龙云悠不记得上一次见他是什么时候了,恍惚着好像是父亲的灵堂里,他来上香。后来,爸爸的丧节,爷爷的丧事,所有的悲伤连番袭击,她难过到无与伦比,脑子开始麻木,空洞,便没有注意到,他是否来过。
于东海站在车前,就那样定定的,沉默的,看着龙云悠的脸。目光深远悠长,痴痴地,再也不见一样,像是用尽全部力气,企图用目光将她刻进眼里心里,永不忘记。
龙云悠也没有开口,她眼圈猩红,像是见到了久别的亲人,万般心痛和委屈便一股脑涌上眼眶。
久久,颤抖着双唇,龙云悠喊出他的名字,“东海……”
于东海似是回过了神。他瞥了下身前的车子。驾驶座上,风泽元也在看着他们。他缓缓从兜里掏出了什么,紧紧攥着,另一只手拉过龙云悠,将东西放进了她的手心,然后紧紧的,将她的手掌合上。
龙云悠的手心一片凉意浸染。她询问的望着于东海。于东海抿了嘴唇,终于还是什么也没有说。

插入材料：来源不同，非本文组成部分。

PR #4639, opened 2026-03-23
[Gateway API] Support attaching routes from listeners originating from a ListenerSet

zac-nixon:
### Description

Refactored the route, listener mapper to hopefully clean the code up a bit. This PR adds the ability for users to attach listeners from a ListenerSet to a Gateway. Things left to do:

1/ Add ListenerSet status updates
2/ Automated E2E test add.

See inline comments for more context.

### Checklist
- [x] Manually tested

### DIFF
--- a/pkg/gateway/routeutils/listener_attachment_helper.go
+++ b/pkg/gateway/routeutils/listener_attachment_helper.go
@@ -37,7 +37,6 @@ func newListenerAttachmentHelper(k8sClient client.Client, logger logr.Logger) li
 // Gateway API rules to determine compatibility between listener and route.
 // Returns: (compatibleHostnames, allowed, failedRouteData, error)
 func (attachmentHelper *listenerAttachmentHelperImpl) listenerAllowsAttachment(ctx context.Context, parentNamespace string, listener gwv1.Listener, route preLoadRouteDescriptor, matchedParentRef gwv1.ParentReference, hostnamesFromHttpRoutes map[int32]sets.Set[gwv1.Hostname], hostnamesFromGrpcRoutes map[int32]sets.Set[gwv1.Hostname]) ([]gwv1.Hostname, *RouteData, error) {
-	// check namespace TODO --- Update for ListenerSet, should be ListenerSet namespace.
 	namespaceOK, err := attachmentHelper.namespaceCheck(ctx, parentNamespace, listener, route)
 	if err != nil {
 		return nil, nil, err
--- a/pkg/gateway/routeutils/loader.go
+++ b/pkg/gateway/routeutils/loader.go
@@ -255,6 +255,12 @@ func (l *loaderImpl) loadChildResources(ctx context.Context, preloadedRoutes map
 
 func generateRouteDataCacheKey(rd RouteData) string {
 	port := ""
+
+	kind := gatewayKind
+	if rd.ParentRef.Kind != nil {
+		kind = string(*rd.ParentRef.Kind)
+	}
+
 	if rd.ParentRef.Port != nil {
 		port = fmt.Sprintf("%d", *rd.ParentRef.Port)
 	}
@@ -266,5 +272,5 @@ func generateRouteDataCacheKey(rd RouteData) string {
 	if rd.ParentRef.Namespace != nil {
 		namespace = string(*rd.ParentRef.Namespace)
 	}
-	return fmt.Sprintf("%s-%s-%s-%s-%s-%s-%s", rd.RouteMetadata.RouteName, rd.RouteMetadata.RouteNamespace, rd.RouteMetadata.RouteKind, rd.ParentRef.Name, namespace, port, sectionName)
+	return fmt.Sprintf("%s-%s-%s-%s-%s-%s-%s-%s", kind, rd.RouteMetadata.RouteName, rd.RouteMetadata.RouteNamespace, rd.RouteMetadata.RouteKind, rd.ParentRef.Name, namespace, port, sectionName)
 }
--- a/pkg/gateway/routeutils/loader_test.go
+++ b/pkg/gateway/routeutils/loader_test.go
@@ -41,7 +41,7 @@ func (m *mockMapper) mapListenersAndRoutes(ctx context.Context, gw gwv1.Gateway,
 		routesByPort:              m.mapToReturn,
 		compatibleHostnamesByPort: make(map[int32]map[string]sets.Set[gwv1.Hostname]),
 		failedRoutes:              m.routeStatusUpdates,
-		matchedParentRefs:         matchedParentRefs,
+		matchedParentRefs:         m.matchedParentRefs,
 		routesPerListener:         m.listenerRouteCount,
 	}, nil
 }
@@ -193,6 +193,7 @@ func Test_LoadRoutesForGateway(t *testing.T) {
 		acceptedKinds            sets.Set[RouteKind]
 		expectedMap              map[int32][]RouteDescriptor
 		expectedPreloadMap       map[int32][]preLoadRouteDescriptor
+		parentRefs               map[string][]gwv1.ParentReference
 		expectedPreMappedRoutes  []preLoadRouteDescriptor
 		mapperRouteStatusUpdates []RouteData
 		expectedReconcileQueue   map[string]bool // generateRouteDataCacheKey -> succeeded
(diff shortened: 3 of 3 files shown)


pkg/gateway/routeutils/attachment_helper.go
```diff
@@ -28,12 +28,12 @@ func doesResourceAttachToGateway(parentRef gwv1.ParentReference, resourceNamespa
 	return nameCheck && nsCheck
 }
 
-func doesResourceAllowNamespace(ctx context.Context, fromNamespaces gwv1.FromNamespaces, labelSelector *metav1.LabelSelector, nsSelector namespaceSelector, resourceNamespace string, gw gwv1.Gateway) (bool, error) {
```
zac-nixon, line 31: We want to re-use the logic between ListenerSet and Gateway.

pkg/gateway/routeutils/listener_attachment_helper.go
```diff
@@ -16,7 +15,7 @@ import (
 // listenerAttachmentHelper is an internal utility interface that can be used to determine if a listener will allow
 // a route to attach to it.
 type listenerAttachmentHelper interface {
-	listenerAllowsAttachment(ctx context.Context, gw gwv1.Gateway, listener gwv1.Listener, route preLoadRouteDescriptor, matchedParentRef *gwv1.ParentReference, hostnamesFromHttpRoutes map[types.NamespacedName][]gwv1.Hostname, hostnamesFromGrpcRoutes map[types.NamespacedName][]gwv1.Hostname) ([]gwv1.Hostname, bool, *RouteData, error)
+	listenerAllowsAttachment(ctx context.Context, parentNamespace string, listener gwv1.Listener, route preLoadRouteDescriptor, matchedParentRef gwv1.ParentReference, hostnamesFromHttpRoutes map[int32]sets.Set[gwv1.Hostname], hostnamesFromGrpcRoutes map[int32]sets.Set[gwv1.Hostname]) ([]gwv1.Hostname, *RouteData, error)
```
zac-nixon, line 18: There was a bug where we only considered conflicting hostnames using listener section name, however we need to use listener port to accurately capture all attached hostnames.

pkg/gateway/routeutils/listener_attachment_helper.go
```diff
@@ -35,26 +34,22 @@ func newListenerAttachmentHelper(k8sClient client.Client, logger logr.Logger) li
...
-func (attachmentHelper *listenerAttachmentHelperImpl) listenerAllowsAttachment(ctx context.Context, gw gwv1.Gateway, listener gwv1.Listener, route preLoadRouteDescriptor, matchedParentRef *gwv1.ParentReference, hostnamesFromHttpRoutes map[types.NamespacedName][]gwv1.Hostname, hostnamesFromGrpcRoutes map[types.NamespacedName][]gwv1.Hostname) ([]gwv1.Hostname, bool, *RouteData, error) {
-	port := matchedParentRef.Port
-	sectionName := matchedParentRef.SectionName
-	// check namespace
-	namespaceOK, err := attachmentHelper.namespaceCheck(ctx, gw, listener, route)
+func (attachmentHelper *listenerAttachmentHelperImpl) listenerAllowsAttachment(ctx context.Context, parentNamespace string, listener gwv1.Listener, route preLoadRouteDescriptor, matchedParentRef gwv1.ParentReference, hostnamesFromHttpRoutes map[int32]sets.Set[gwv1.Hostname], hostnamesFromGrpcRoutes map[int32]sets.Set[gwv1.Hostname]) ([]gwv1.Hostname, *RouteData, error) {
+	// check namespace TODO --- Update for ListenerSet, should be ListenerSet namespace.
+	namespaceOK, err := attachmentHelper.namespaceCheck(ctx, parentNamespace, listener, route)
 	if err != nil {
-		return nil, false, nil, err
```
zac-nixon, line 46: Removed returning false / true for attachment. Users can utilize `RouteData` being nil to signify successful attachment.

pkg/gateway/routeutils/listener_attachment_helper.go
```diff
@@ -35,26 +34,22 @@ func newListenerAttachmentHelper(k8sClient client.Client, logger logr.Logger) li
...
-		return nil, false, &rd, nil
+		return nil, new(GenerateRouteData(false, true, string(gwv1.RouteReasonNotAllowedByListeners), RouteStatusInfoRejectedMessageNamespaceNotMatch, route.GetRouteNamespacedName(), route.GetRouteKind(), route.GetRouteGeneration(), matchedParentRef)), nil
 	}
 
 	// check kind
 	kindOK := attachmentHelper.kindCheck(listener, route)
 	if !kindOK {
-		rd := GenerateRouteData(false, true, string(gwv1.RouteReasonNotAllowedByListeners), RouteStatusInfoRejectedMessageKindNotMatch, route.GetRouteNamespacedName(), route.GetRouteKind(), route.GetRouteGeneration(), gw, port, sectionName)
-		return nil, false, &rd, nil
+		return nil, new(GenerateRouteData(false, true, string(gwv1.RouteReasonNotAllowedByListeners), RouteStatusInfoRejectedMessageKindNotMatch, route.GetRouteNamespacedName(), route.GetRouteKind(), route.GetRouteGeneration(), matchedParentRef)), nil
```
zac-nixon, line 51: This was suggested by my IDE. In go 1.26 we can use `new()` instead of &Value{}.

pkg/gateway/routeutils/listener_attachment_helper.go
```diff
@@ -63,30 +58,28 @@ func (attachmentHelper *listenerAttachmentHelperImpl) listenerAllowsAttachment(c
...
 		if !hostnameOK {
-			rd := GenerateRouteData(false, true, string(gwv1.RouteReasonNoMatchingListenerHostname), RouteStatusInfoRejectedMessageNoMatchingHostname, route.GetRouteNamespacedName(), route.GetRouteKind(), route.GetRouteGeneration(), gw, port, sectionName)
-			return nil, false, &rd, nil
+			return nil, new(GenerateRouteData(false, true, string(gwv1.RouteReasonNoMatchingListenerHostname), RouteStatusInfoRejectedMessageNoMatchingHostname, route.GetRouteNamespacedName(), route.GetRouteKind(), route.GetRouteGeneration(), matchedParentRef)), nil
 		}
 	}
 
 	// check cross serving hostname uniqueness
 	if route.GetRouteKind() == HTTPRouteKind || route.GetRouteKind() == GRPCRouteKind {
-		hostnameUniquenessOK, conflictRoute := attachmentHelper.crossServingHostnameUniquenessCheck(route, hostnamesFromHttpRoutes, hostnamesFromGrpcRoutes)
```
zac-nixon, line 76: The bad thing about fixing the cross serving hostname check (using port instead of section name) means that we lost the route name.

pkg/gateway/routeutils/route_attachment_helper_test.go
zac-nixon, line 1: I was able to consolidate this logic into loader.go, we didn't need all this additional logic.

pkg/gateway/routeutils/loader.go
```diff
@@ -153,24 +152,23 @@ func (l *loaderImpl) LoadRoutesForGateway(ctx context.Context, gw gwv1.Gateway,
...
 				}
 			}
 		}
 	}
 
 	return &LoaderResult{
 		Routes:            loadedRoute,
-		Listeners:         gw.Spec.Listeners,
-		AttachedRoutesMap: attachedRouteMap,
+		AttachedRoutesMap: mapResult.routesPerListener,
```
shuqz, line 165: why do we remove Listeners from loaderResult? is it gonna be added back?

pkg/gateway/routeutils/listener_attachment_helper.go
shuqz: other than the route name, i am wondering if the scope of this check changes? the map was per-listener before, but now it looks like per-port? e.g. for this case:
```
# Gateway with two listeners on the same port, different hostnames
listeners:
- name: api
  port: 443
  hostname: *.example.com
- name: web  
  port: 443
  hostname: web.example.com
---
# HTTPRoute attached to listener "api"
parentRefs:
- name: my-gw
  sectionName: api
hostnames: ["*.example.com"]
---
# GRPCRoute attached to listener "web"
parentRefs:
- name: my-gw
  sectionName: web
hostnames: ["web.example.com"]
```
i think this is a non-conflict case since they attach to different listener, with the code change in this PR, can you verify if it is still non-conflict?

pkg/gateway/routeutils/listener_attachment_helper.go
shuqz: can it be nil? i remember they need some attributes not empty

pkg/gateway/routeutils/route_attachment_helper.go
shuqz, line 1: thanks for the refactor!

pkg/gateway/routeutils/listener_attachment_helper.go
zac-nixon: check out the old code path. there was no case where we returned attachment = true with route data being nil.

pkg/gateway/routeutils/listener_attachment_helper.go
zac-nixon: Shouldn't this be a conflicting case? The traffic logically comes into the load balancer via port 443, not the section names.

shuqz: synced offline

他最后深深的看了龙云悠一眼,便缓缓转身,顺着小路,发疯一样,往龙家庄的方向奔去。
龙云悠见他的背影越来越远,急急的大喊,“东海,我会给你写信的……”
于东海头也不回的,一直往前跑着,跑着,身影越来越小,越来越远。
直到于东海的身影彻底消失于视线,龙云悠才低下了头,摊开手掌。掌心安静的躺着的,是六颗,小小的,圆润的,白皙到近乎晶莹的,白色火石。
“……东海……”
“恩?”
“你麻袋里装的什么呀?”
“……挖的火石……”
“火石?是什么?我看看我看看……”
“你,你别乱扯……掉了……回家给你看……”
……
“哎呀,怎么这么黑呼呼的啊,火石都是用火烧过的么?”
“……”
“就没有白色的火石么?”
远去的回忆像被风一样吹来。龙云悠低下头去,轻轻抚摸过每一颗石头,而后紧紧合上了手掌,就似握住了甸甸承诺无比的珍贵,十五岁少女的脸上,写满了肃穆和庄重。
☆、十年后·白月光,照天涯的两端
作者有话要说:
按部就班。
一切都如同初到北京时候一模一样。
龙云悠依然按部就班的上班,坐到她那窄小的临时隔开的小小办公室里,按部就班的翻译各种图纸、资料、合同文本,或者按部就班的到会议室开会,坐在于东海身边或者身后。然后挤公交车下班。只是回的不再是地下室,而是11楼的公寓。到家后不是吃河晓宁准备好的饭,而是亲手给于东海做饭。
这些天,两人过的平淡而温馨,就像结婚许久的老夫妻,情侣、亲人和知己的集合体。
所有的事情都那么的理所当然堂堂正正理直气壮的,让龙云悠感觉,特别的仗义。瞧着于东海坐在餐桌另一侧吃着自己做好的饭菜,心里就会想,十年换来如此重逢,她真心地很知足。
两人隔了长长的时光,可是自从住进来,却又似乎从未分开过。有时候于东海很晚才回来,等着一听到钥匙响,龙云悠便起身去厨房给他热饭菜。摆好饭菜,他已经简单洗漱好了,便坐下来吃着。见他不太累,龙云悠便告诉他哪个菜是怎么做的,问他咸淡好吃与否。见他很累,龙云悠便也不说话了,偶尔给他夹夹菜,倒杯水。